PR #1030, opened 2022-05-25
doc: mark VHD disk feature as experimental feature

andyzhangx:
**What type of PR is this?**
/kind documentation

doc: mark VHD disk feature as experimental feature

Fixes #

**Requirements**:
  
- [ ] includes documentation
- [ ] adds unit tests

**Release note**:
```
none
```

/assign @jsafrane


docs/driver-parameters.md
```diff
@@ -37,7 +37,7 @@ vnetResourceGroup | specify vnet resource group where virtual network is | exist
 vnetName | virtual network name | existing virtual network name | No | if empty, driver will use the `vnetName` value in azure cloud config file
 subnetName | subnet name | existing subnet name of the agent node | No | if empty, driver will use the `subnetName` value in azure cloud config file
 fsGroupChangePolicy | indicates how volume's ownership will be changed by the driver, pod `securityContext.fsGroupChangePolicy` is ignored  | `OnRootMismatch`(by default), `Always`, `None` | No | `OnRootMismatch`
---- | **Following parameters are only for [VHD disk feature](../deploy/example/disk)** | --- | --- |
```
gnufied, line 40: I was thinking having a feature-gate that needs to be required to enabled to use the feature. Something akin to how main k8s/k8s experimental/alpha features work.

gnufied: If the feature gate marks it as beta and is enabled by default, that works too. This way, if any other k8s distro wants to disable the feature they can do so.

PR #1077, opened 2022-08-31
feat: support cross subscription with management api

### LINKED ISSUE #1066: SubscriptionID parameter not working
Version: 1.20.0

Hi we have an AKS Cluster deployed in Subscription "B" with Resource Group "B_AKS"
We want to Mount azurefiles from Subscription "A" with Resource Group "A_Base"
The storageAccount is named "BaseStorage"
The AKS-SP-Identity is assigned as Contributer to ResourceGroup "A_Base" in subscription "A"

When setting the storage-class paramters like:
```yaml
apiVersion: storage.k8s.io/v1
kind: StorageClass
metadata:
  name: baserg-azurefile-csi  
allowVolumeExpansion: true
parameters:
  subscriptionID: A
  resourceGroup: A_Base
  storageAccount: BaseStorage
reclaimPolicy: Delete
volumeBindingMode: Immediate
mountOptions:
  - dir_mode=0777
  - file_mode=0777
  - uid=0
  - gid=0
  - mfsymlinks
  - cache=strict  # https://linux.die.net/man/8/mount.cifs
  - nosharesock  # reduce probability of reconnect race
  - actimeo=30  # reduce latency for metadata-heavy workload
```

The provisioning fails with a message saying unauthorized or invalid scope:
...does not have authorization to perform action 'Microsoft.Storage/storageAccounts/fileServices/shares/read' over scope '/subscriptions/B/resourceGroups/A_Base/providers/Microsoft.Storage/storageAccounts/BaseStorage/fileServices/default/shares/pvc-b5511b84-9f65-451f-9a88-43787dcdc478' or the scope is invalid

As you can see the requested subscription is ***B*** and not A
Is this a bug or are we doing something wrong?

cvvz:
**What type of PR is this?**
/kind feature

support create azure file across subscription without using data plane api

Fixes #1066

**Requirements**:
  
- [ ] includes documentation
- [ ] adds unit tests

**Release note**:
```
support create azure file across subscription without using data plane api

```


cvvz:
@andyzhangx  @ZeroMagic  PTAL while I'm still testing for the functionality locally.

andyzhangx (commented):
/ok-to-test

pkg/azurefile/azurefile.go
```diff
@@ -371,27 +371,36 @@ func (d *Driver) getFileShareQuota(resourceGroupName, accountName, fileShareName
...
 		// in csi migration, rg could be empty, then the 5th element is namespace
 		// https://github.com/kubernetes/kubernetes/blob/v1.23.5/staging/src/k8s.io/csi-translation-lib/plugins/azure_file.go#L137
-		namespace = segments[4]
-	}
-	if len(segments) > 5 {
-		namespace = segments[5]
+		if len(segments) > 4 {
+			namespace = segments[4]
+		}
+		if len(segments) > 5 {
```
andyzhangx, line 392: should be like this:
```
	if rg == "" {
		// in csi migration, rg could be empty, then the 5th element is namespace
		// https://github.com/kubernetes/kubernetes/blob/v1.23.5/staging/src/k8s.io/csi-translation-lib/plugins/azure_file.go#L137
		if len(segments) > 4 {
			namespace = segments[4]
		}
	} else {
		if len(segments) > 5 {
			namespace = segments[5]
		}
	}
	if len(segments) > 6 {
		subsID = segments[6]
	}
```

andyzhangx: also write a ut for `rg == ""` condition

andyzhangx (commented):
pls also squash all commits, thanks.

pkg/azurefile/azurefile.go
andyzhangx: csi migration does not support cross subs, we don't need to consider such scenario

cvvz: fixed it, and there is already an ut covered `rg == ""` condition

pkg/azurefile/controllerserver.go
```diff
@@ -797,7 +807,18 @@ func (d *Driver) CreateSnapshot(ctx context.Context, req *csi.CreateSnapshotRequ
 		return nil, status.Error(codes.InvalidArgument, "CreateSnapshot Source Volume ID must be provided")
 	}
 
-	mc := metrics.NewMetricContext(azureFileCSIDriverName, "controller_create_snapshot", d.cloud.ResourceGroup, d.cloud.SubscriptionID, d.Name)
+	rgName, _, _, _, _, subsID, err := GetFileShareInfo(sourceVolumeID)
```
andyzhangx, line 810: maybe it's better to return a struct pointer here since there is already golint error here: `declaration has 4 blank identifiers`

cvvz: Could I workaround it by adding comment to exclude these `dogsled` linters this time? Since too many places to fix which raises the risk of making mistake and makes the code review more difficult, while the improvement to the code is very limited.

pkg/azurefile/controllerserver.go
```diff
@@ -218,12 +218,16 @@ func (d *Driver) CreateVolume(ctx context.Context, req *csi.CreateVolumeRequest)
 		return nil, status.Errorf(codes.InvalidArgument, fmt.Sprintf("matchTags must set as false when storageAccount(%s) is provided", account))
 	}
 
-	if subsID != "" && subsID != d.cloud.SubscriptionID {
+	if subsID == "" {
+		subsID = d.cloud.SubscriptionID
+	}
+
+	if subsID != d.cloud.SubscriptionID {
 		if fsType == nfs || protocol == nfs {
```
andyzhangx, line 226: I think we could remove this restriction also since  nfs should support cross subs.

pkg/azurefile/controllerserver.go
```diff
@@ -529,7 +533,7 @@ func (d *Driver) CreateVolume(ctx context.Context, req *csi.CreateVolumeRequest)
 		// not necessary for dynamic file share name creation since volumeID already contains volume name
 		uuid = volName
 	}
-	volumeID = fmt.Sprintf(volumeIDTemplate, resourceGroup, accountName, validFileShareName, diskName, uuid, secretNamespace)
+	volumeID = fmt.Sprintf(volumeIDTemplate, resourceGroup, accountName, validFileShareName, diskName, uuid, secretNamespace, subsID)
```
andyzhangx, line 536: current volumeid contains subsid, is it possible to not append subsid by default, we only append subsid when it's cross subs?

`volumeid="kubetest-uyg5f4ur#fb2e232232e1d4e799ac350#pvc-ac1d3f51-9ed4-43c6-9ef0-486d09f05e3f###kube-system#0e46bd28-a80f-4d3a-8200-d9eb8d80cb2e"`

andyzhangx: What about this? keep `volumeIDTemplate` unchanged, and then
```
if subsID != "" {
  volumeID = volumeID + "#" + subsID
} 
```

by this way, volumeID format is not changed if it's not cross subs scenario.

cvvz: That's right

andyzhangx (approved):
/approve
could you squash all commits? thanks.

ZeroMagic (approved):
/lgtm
####################
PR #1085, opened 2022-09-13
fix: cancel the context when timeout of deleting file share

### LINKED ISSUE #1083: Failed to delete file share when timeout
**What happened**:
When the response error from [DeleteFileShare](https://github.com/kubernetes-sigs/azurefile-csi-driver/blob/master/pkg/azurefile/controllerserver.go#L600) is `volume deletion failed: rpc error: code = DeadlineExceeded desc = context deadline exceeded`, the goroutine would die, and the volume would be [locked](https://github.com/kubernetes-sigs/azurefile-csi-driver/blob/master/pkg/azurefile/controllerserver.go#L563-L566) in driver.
####################
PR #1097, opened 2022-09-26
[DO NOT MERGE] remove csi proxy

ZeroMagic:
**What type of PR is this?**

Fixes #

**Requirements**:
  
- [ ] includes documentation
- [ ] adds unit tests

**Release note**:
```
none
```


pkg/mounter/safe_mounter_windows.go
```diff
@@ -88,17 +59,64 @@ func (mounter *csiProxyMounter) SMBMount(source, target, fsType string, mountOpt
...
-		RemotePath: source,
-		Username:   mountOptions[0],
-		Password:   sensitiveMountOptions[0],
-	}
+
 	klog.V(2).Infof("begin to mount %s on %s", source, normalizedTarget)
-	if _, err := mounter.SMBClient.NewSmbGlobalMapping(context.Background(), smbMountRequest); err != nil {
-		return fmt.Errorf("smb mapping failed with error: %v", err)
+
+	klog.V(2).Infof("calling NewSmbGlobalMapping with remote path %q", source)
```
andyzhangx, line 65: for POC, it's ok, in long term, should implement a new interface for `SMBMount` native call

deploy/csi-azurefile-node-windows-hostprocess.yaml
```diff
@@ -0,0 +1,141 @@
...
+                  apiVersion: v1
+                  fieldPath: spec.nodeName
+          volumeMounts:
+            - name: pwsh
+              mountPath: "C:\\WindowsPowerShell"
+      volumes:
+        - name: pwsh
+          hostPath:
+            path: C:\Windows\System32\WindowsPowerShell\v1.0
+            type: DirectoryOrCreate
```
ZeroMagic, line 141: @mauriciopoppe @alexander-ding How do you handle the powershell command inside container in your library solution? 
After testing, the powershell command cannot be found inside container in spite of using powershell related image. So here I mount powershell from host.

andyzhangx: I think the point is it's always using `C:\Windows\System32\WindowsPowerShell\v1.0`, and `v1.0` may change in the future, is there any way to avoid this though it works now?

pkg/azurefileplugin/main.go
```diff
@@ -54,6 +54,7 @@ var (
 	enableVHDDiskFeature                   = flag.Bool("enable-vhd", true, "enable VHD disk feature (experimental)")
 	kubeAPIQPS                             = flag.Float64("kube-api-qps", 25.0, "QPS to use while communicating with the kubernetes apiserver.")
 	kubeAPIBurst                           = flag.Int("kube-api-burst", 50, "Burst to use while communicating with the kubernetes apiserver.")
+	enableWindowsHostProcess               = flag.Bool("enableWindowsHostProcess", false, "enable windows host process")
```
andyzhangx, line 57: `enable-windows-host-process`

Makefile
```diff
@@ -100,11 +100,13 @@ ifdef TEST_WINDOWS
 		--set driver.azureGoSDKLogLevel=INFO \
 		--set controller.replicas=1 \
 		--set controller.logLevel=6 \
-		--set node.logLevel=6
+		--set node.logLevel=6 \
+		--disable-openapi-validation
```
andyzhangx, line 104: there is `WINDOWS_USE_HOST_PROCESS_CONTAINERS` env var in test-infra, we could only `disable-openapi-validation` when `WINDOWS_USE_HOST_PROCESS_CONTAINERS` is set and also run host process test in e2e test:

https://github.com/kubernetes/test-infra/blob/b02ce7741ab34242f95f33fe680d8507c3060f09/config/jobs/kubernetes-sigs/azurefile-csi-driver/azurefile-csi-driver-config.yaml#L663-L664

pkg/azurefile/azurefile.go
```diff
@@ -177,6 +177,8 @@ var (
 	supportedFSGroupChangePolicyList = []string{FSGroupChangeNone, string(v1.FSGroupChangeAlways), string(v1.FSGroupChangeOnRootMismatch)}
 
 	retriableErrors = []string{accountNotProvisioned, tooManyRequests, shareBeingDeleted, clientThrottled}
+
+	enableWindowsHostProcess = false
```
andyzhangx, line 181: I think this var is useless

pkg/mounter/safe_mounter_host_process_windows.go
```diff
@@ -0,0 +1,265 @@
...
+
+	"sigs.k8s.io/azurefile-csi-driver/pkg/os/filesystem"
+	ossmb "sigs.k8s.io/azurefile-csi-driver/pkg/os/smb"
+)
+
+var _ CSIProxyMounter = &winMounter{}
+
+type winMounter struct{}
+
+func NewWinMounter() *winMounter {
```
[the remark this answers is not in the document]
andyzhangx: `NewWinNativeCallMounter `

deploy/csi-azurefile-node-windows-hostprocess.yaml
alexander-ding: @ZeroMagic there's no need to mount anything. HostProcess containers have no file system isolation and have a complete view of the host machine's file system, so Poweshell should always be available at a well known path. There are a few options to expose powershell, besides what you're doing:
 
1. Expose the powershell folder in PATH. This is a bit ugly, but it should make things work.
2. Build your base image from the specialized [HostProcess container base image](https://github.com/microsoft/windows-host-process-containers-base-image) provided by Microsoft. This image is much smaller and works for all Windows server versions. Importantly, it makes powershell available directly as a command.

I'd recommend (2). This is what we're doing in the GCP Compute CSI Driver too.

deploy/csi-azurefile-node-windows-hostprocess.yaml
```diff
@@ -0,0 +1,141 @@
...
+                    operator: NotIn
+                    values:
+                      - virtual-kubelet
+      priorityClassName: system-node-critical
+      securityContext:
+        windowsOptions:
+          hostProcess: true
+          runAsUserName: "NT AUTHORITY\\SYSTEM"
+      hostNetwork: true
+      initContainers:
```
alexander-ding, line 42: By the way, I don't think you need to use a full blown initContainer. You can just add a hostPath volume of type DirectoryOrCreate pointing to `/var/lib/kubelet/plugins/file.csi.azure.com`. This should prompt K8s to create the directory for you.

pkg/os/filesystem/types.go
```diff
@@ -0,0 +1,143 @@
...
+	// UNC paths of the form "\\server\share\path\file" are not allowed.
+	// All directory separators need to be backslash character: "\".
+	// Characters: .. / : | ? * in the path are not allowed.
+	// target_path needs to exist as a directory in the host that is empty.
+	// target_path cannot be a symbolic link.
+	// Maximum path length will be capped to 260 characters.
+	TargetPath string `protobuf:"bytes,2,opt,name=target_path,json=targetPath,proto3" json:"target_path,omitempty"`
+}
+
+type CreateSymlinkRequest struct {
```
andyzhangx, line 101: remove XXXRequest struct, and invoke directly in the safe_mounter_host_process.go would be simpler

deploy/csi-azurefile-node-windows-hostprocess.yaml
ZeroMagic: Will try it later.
####################
### Task requirements
Filter the records, keeping only lines that contain "validFileShareName", and show those lines.

### Completed exercise
-	volumeID = fmt.Sprintf(volumeIDTemplate, resourceGroup, accountName, validFileShareName, diskName, uuid, secretNamespace)
+	volumeID = fmt.Sprintf(volumeIDTemplate, resourceGroup, accountName, validFileShareName, diskName, uuid, secretNamespace, subsID)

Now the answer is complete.